> _What you need to do_:
Report, in full, each line of the material below in which the string "packages" occurs.

· · · · · · ·

PR #185, opened 2023-12-19
fix(card): set default background on unselected non-flat card

BalbinaK:
Fixes [WARP-430](https://nmp-jira.atlassian.net/browse/WARP-430)

Background color of a on-flat Card will no longer be inherited from the parent container.

Before:
Screenshot 2023-12-19 at 13 38 04

After:
Screenshot 2023-12-19 at 15 07 38

### DIFF
--- a/packages/card/src/component.tsx
+++ b/packages/card/src/component.tsx
@@ -20,7 +20,7 @@ export function Card(props: CardProps) {
       className: classNames(props.className, {
         [ccCard.card]: true,
         [ccCard.cardShadow]: !props.flat,
-        [ccCard.cardSelected]: props.selected,
+        [props.selected ? ccCard.cardSelected : ccCard.cardUnselected]: !props.flat,
         [ccCard.cardFlat]: props.flat,
         [props.selected ? ccCard.cardFlatSelected : ccCard.cardFlatUnselected]:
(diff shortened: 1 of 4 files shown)


packages/card/src/component.tsx
```diff
@@ -20,7 +20,7 @@ export function Card(props: CardProps) {
       className: classNames(props.className, {
         [ccCard.card]: true,
         [ccCard.cardShadow]: !props.flat,
-        [ccCard.cardSelected]: props.selected,
+        [props.selected ? ccCard.cardSelected : ccCard.cardUnselected]: !props.flat,
```
magnuh, line 23: The flat variant would never get the selected state? 🤔

magnuh: But maybe it shouldn't, but did before? 😅

BalbinaK: It wouldn't? Then why 25 handles selected/unselected state for flat card? :D

magnuh: Before, a selected flat card would have got both `ccCard.selected` (row 23) and `ccCardFlatSelected` (row 25)? Right? 🤷😄

magnuh (approved):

· · · · · · ·

> _Written reply_:
--- a/packages/card/src/component.tsx
+++ b/packages/card/src/component.tsx
packages/card/src/component.tsx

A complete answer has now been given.